What is expected: Your response should consist of every line below, reproduced without alteration.
══ Input for this task
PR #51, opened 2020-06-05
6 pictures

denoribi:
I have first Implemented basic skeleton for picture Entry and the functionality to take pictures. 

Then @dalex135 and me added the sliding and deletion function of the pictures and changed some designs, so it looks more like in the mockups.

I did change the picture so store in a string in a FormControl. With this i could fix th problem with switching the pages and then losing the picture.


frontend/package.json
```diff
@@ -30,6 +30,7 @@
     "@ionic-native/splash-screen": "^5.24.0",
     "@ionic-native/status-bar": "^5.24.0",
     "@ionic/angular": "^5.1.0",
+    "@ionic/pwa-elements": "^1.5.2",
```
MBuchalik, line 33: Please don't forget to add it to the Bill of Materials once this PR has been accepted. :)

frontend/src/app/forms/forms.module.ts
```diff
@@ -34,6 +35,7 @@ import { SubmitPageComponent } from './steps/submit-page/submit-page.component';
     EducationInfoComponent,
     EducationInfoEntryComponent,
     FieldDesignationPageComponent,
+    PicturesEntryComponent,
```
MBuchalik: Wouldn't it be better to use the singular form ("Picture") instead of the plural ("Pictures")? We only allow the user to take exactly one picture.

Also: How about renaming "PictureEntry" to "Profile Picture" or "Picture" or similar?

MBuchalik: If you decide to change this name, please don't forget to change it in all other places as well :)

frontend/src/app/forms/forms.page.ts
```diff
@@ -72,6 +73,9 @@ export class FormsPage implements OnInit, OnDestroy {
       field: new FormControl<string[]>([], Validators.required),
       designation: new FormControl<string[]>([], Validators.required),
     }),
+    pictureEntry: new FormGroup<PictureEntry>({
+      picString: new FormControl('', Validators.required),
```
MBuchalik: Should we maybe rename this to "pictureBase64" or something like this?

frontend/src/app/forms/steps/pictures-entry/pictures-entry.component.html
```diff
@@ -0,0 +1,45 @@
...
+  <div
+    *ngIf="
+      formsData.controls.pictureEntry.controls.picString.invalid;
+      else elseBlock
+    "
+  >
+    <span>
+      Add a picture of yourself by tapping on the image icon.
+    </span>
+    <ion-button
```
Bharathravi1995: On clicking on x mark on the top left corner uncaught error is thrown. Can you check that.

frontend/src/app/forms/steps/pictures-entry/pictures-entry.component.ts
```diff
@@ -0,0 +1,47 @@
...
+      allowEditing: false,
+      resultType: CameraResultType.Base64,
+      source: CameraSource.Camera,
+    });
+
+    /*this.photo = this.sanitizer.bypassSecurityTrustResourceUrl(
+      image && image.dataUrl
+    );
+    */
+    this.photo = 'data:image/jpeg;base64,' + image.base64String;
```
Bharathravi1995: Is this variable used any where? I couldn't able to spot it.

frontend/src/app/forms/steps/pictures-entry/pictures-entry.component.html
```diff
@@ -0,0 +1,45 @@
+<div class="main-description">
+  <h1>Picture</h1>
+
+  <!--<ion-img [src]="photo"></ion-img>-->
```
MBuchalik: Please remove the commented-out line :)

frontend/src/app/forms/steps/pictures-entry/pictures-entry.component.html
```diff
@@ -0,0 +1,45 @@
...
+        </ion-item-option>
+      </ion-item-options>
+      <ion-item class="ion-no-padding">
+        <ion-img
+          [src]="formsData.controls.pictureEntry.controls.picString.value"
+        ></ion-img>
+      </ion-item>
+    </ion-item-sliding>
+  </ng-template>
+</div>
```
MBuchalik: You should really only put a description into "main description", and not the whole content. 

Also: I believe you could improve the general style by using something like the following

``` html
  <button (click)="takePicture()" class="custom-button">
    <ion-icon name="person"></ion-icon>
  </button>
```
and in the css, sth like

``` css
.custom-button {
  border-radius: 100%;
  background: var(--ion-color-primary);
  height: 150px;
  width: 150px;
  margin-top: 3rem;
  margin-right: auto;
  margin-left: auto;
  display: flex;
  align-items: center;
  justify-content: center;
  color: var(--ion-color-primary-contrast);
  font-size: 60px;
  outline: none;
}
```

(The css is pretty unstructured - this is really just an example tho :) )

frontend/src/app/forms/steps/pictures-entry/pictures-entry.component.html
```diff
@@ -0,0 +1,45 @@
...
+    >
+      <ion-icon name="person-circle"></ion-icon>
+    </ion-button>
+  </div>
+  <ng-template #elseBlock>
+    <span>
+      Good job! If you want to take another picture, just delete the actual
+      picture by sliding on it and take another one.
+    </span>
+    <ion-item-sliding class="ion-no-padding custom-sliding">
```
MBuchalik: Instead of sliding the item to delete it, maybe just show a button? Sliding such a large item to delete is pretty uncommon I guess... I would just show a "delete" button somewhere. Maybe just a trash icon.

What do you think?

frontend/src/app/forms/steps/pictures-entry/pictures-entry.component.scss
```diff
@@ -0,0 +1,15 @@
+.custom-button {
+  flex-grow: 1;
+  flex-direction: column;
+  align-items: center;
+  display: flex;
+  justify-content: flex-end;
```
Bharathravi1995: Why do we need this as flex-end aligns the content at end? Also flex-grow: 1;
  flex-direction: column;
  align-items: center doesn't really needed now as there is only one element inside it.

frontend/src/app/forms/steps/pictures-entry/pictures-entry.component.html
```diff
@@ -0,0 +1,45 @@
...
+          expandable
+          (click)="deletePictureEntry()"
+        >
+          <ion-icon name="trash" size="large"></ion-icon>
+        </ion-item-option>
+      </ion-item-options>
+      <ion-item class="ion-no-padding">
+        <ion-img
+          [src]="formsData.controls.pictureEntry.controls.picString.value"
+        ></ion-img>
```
════
Exercise response:
PR #51, opened 2020-06-05
6 pictures

denoribi:
I have first Implemented basic skeleton for picture Entry and the functionality to take pictures. 

Then @dalex135 and me added the sliding and deletion function of the pictures and changed some designs, so it looks more like in the mockups.

I did change the picture so store in a string in a FormControl. With this i could fix th problem with switching the pages and then losing the picture.


frontend/package.json
```diff
@@ -30,6 +30,7 @@
     "@ionic-native/splash-screen": "^5.24.0",
     "@ionic-native/status-bar": "^5.24.0",
     "@ionic/angular": "^5.1.0",
+    "@ionic/pwa-elements": "^1.5.2",
```
MBuchalik, line 33: Please don't forget to add it to the Bill of Materials once this PR has been accepted. :)

frontend/src/app/forms/forms.module.ts
```diff
@@ -34,6 +35,7 @@ import { SubmitPageComponent } from './steps/submit-page/submit-page.component';
     EducationInfoComponent,
     EducationInfoEntryComponent,
     FieldDesignationPageComponent,
+    PicturesEntryComponent,
```
MBuchalik: Wouldn't it be better to use the singular form ("Picture") instead of the plural ("Pictures")? We only allow the user to take exactly one picture.

Also: How about renaming "PictureEntry" to "Profile Picture" or "Picture" or similar?

MBuchalik: If you decide to change this name, please don't forget to change it in all other places as well :)

frontend/src/app/forms/forms.page.ts
```diff
@@ -72,6 +73,9 @@ export class FormsPage implements OnInit, OnDestroy {
       field: new FormControl<string[]>([], Validators.required),
       designation: new FormControl<string[]>([], Validators.required),
     }),
+    pictureEntry: new FormGroup<PictureEntry>({
+      picString: new FormControl('', Validators.required),
```
MBuchalik: Should we maybe rename this to "pictureBase64" or something like this?

frontend/src/app/forms/steps/pictures-entry/pictures-entry.component.html
```diff
@@ -0,0 +1,45 @@
...
+  <div
+    *ngIf="
+      formsData.controls.pictureEntry.controls.picString.invalid;
+      else elseBlock
+    "
+  >
+    <span>
+      Add a picture of yourself by tapping on the image icon.
+    </span>
+    <ion-button
```
Bharathravi1995: On clicking on x mark on the top left corner uncaught error is thrown. Can you check that.

frontend/src/app/forms/steps/pictures-entry/pictures-entry.component.ts
```diff
@@ -0,0 +1,47 @@
...
+      allowEditing: false,
+      resultType: CameraResultType.Base64,
+      source: CameraSource.Camera,
+    });
+
+    /*this.photo = this.sanitizer.bypassSecurityTrustResourceUrl(
+      image && image.dataUrl
+    );
+    */
+    this.photo = 'data:image/jpeg;base64,' + image.base64String;
```
Bharathravi1995: Is this variable used any where? I couldn't able to spot it.

frontend/src/app/forms/steps/pictures-entry/pictures-entry.component.html
```diff
@@ -0,0 +1,45 @@
+<div class="main-description">
+  <h1>Picture</h1>
+
+  <!--<ion-img [src]="photo"></ion-img>-->
```
MBuchalik: Please remove the commented-out line :)

frontend/src/app/forms/steps/pictures-entry/pictures-entry.component.html
```diff
@@ -0,0 +1,45 @@
...
+        </ion-item-option>
+      </ion-item-options>
+      <ion-item class="ion-no-padding">
+        <ion-img
+          [src]="formsData.controls.pictureEntry.controls.picString.value"
+        ></ion-img>
+      </ion-item>
+    </ion-item-sliding>
+  </ng-template>
+</div>
```
MBuchalik: You should really only put a description into "main description", and not the whole content. 

Also: I believe you could improve the general style by using something like the following

``` html
  <button (click)="takePicture()" class="custom-button">
    <ion-icon name="person"></ion-icon>
  </button>
```
and in the css, sth like

``` css
.custom-button {
  border-radius: 100%;
  background: var(--ion-color-primary);
  height: 150px;
  width: 150px;
  margin-top: 3rem;
  margin-right: auto;
  margin-left: auto;
  display: flex;
  align-items: center;
  justify-content: center;
  color: var(--ion-color-primary-contrast);
  font-size: 60px;
  outline: none;
}
```

(The css is pretty unstructured - this is really just an example tho :) )

frontend/src/app/forms/steps/pictures-entry/pictures-entry.component.html
```diff
@@ -0,0 +1,45 @@
...
+    >
+      <ion-icon name="person-circle"></ion-icon>
+    </ion-button>
+  </div>
+  <ng-template #elseBlock>
+    <span>
+      Good job! If you want to take another picture, just delete the actual
+      picture by sliding on it and take another one.
+    </span>
+    <ion-item-sliding class="ion-no-padding custom-sliding">
```
MBuchalik: Instead of sliding the item to delete it, maybe just show a button? Sliding such a large item to delete is pretty uncommon I guess... I would just show a "delete" button somewhere. Maybe just a trash icon.

What do you think?

frontend/src/app/forms/steps/pictures-entry/pictures-entry.component.scss
```diff
@@ -0,0 +1,15 @@
+.custom-button {
+  flex-grow: 1;
+  flex-direction: column;
+  align-items: center;
+  display: flex;
+  justify-content: flex-end;
```
Bharathravi1995: Why do we need this as flex-end aligns the content at end? Also flex-grow: 1;
  flex-direction: column;
  align-items: center doesn't really needed now as there is only one element inside it.

frontend/src/app/forms/steps/pictures-entry/pictures-entry.component.html
```diff
@@ -0,0 +1,45 @@
...
+          expandable
+          (click)="deletePictureEntry()"
+        >
+          <ion-icon name="trash" size="large"></ion-icon>
+        </ion-item-option>
+      </ion-item-options>
+      <ion-item class="ion-no-padding">
+        <ion-img
+          [src]="formsData.controls.pictureEntry.controls.picString.value"
+        ></ion-img>
```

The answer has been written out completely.